In particular, with hashLiteralInfo setup as [(Char, Parser LispVal)], the parseHashLiteral function became as simple as:

    parseHashLiteral :: Parser LispVal
    parseHashLiteral = do
        char '#'
        c <- oneOf $ map fst hashLiteralInfo
        case lookup c hashLiteralInfo of
            Just x -> x
            Nothing -> fail "Internal parse error: unregistered literal info"
I'm writing up a tutorial on F-algebras and compositional data types. I'd love if you read along and helped me to make it better.

https://www.fpcomplete.com/user/tel/from-zero-to-comp-data

Bookmarked! And I loved that you snuck in the zygohistoprepromorphism thing.
Excellent!

I'm definitely going to go through Edward Kmett's recursion-schemes library which has the zygohistoprepromorphism in it. While I plan to cover topics to make comprehension of the zhppm easier, I don't know that I'll examine it in particular.
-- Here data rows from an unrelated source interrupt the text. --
PR #3255, opened 2026-03-29
support rdma ece

randomkang:
https://github.com/apache/brpc/issues/3246

Changed:

Side effects:
- Performance effects:

---
### Check List:

### DIFF
--- a/src/brpc/rdma/rdma_endpoint.cpp
+++ b/src/brpc/rdma/rdma_endpoint.cpp
@@ -46,6 +46,8 @@ extern ibv_qp* (*IbvCreateQp)(ibv_pd*, ibv_qp_init_attr*);
 extern int (*IbvModifyQp)(ibv_qp*, ibv_qp_attr*, ibv_qp_attr_mask);
 extern int (*IbvQueryQp)(ibv_qp*, ibv_qp_attr*, ibv_qp_attr_mask, ibv_qp_init_attr*);
 extern int (*IbvDestroyQp)(ibv_qp*);
+extern int (*IbvQueryEce)(ibv_qp*, ibv_ece*);
+extern int (*IbvSetEce)(ibv_qp*, ibv_ece*);
 extern bool g_skip_rdma_init;
 
 DEFINE_int32(rdma_sq_size, 128, "SQ size for RDMA");
@@ -64,6 +66,7 @@ DEFINE_int32(rdma_poller_num, 1, "Poller number in RDMA polling mode.");
 DEFINE_bool(rdma_poller_yield, false, "Yield thread in RDMA polling mode.");
 DEFINE_bool(rdma_edisp_unsched, false, "Disable event dispatcher schedule");
 DEFINE_bool(rdma_disable_bthread, false, "Disable bthread in RDMA");
+DEFINE_bool(rdma_ece, false, "Open ece in RDMA, should use this feature when rdma nics are from the same merchant.");
 
 static const size_t IOBUF_BLOCK_HEADER_LEN = 32; // implementation-dependent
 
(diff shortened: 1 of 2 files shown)


src/brpc/rdma/rdma_helper.cpp
```diff
@@ -386,6 +388,8 @@ static int ReadRdmaDynamicLib() {
     LoadSymbol(g_handle_ibverbs, IbvGetAsyncEvent, "ibv_get_async_event");
     LoadSymbol(g_handle_ibverbs, IbvAckAsyncEvent, "ibv_ack_async_event");
     LoadSymbol(g_handle_ibverbs, IbvEventTypeStr, "ibv_event_type_str");
+    LoadSymbol(g_handle_ibverbs, IbvQueryEce, "ibv_query_ece");
+    LoadSymbol(g_handle_ibverbs, IbvSetEce, "ibv_set_ece");
```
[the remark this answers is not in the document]
yanglimingcn: The LoadSymbol macro call currently does not handle load failures, so ECE-related API loading failures will not have any impact.

yanglimingcn:
Have you tested the ECE logic?
1. Both client and server are enabled.
2. Client is enabled, server is disabled.
3. Client is disabled, server is enabled.
4. Client is disabled, server is disabled.

src/brpc/rdma/rdma_endpoint.cpp
```diff
@@ -1250,6 +1206,21 @@ int RdmaEndpoint::BringUpQp(uint16_t lid, ibv_gid gid, uint32_t qp_num) {
...
     }
 
+    if (FLAGS_rdma_ece) {
+        struct ibv_ece ece;
+        int err = IbvQueryEce(_resource->qp, &ece);
+        if (err != 0) {
+            LOG(WARNING) << "Fail to IbvQueryEce: " << berror(err);
+            return -1;
+        }
+        // ToDo: should check if remote qp support ece
```
chenBright, line 1216: What happens if one side does not support ECE? Is negotiation necessary?

randomkang:
> Have you tested the ECE logic?
> 
> 1. Both client and server are enabled.
> 2. Client is enabled, server is disabled.
> 3. Client is disabled, server is enabled.
> 4. Client is disabled, server is disabled.

I test 1 and 4, and it works well. ECE is used for the server and client to negotiate the advanced features of the RDMA network card, so 2 and 3 is illegal and i don't test these cases.

src/brpc/rdma/rdma_endpoint.cpp
randomkang: I don't know. All of our clusters use the same type of RDMA network card, so we can't test what the effect would be when different network card models all have ECE enabled.

yanglimingcn:
> > Have you tested the ECE logic?
> > 
> > 1. Both client and server are enabled.
> > 2. Client is enabled, server is disabled.
> > 3. Client is disabled, server is enabled.
> > 4. Client is disabled, server is disabled.
> 
> I test 1 and 4, and it works well. ECE is used for the server and client to negotiate the advanced features of the RDMA network card, so 2 and 3 is illegal and i don't test these cases.

So for cases 2 and 3, we should get an error. Could you try running it with this configuration and see what the result is?

randomkang:
> > > Have you tested the ECE logic?
> > > 
> > > 1. Both client and server are enabled.
> > > 2. Client is enabled, server is disabled.
> > > 3. Client is disabled, server is enabled.
> > > 4. Client is disabled, server is disabled.
> > 
> > 
> > I test 1 and 4, and it works well. ECE is used for the server and client to negotiate the advanced features of the RDMA network card, so 2 and 3 is illegal and i don't test these cases.
> 
> So for cases 2 and 3, we should get an error. Could you try running it with this configuration and see what the result is?

I test 2 and 3 on the model training task, and the task does not report any errors. The rdma nic i used is Mellanox Technologies MT2910 Family（ConnectX-7）. The ece option for this rdma nic is 0011 0000 0000 0000 0000 0000 0000 0010. In my opinion,  only 3 bit of  ece option is open, and these 3 advanced rdma features can take effect on one end only. For other rdma nics， 2 and 3 maybe report errors。

yanglimingcn:
LGTM

chenBright (approved):
LGTM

Unless I just do for fun, because it's not actually terrifically complex... just sort of a joke name for a relatively simple, abstract idea.

You might as well make a datatype for "HashLiterals":

    data HashLiteral a = HashLiteral { _character :: Char, _trailingChars :: [Char], _representation :: [Char] -> a}
(Underscores for lenses) And then ``hashLiteralInfo :: [HashLiteral a]`` rather than an ad-hoc thing.

Then you could do something like

    binHashLiteral = HashLiteral { _char = 'b', _parser = Just . many . oneOf "01", _representation = Number . toInteger . fromBase 2 }
which has a nicer type (HashLiteral Number) than some weird nested tuple.
I gave this a try but ended up going with tmhedberg's suggestion because it (as he said) allowed me to stay with lookup. I would use a richer data structure except for the parseHashLiteral function just needs to return a Parser LispVal anyway, so there's nothing "richer" just yet.

However, if I decide to go forward with some of the more advanced things in the tutorial like threading good error messages and such, I'm pretty sure some new data types are in my future.

Also, when you say "underscore for lenses", did you mean that your example would be pretty clean with the Lenses library? I've been looking for an excuse to learn that so if so I'd love to learn more!

This simplifies the type signature, but doesn't avoid the need for `return $ f "unneeded"`, which seems to be the ugly part he was really hoping to eliminate.

Also, now you have to write your own lookup function instead of just using Prelude.lookup.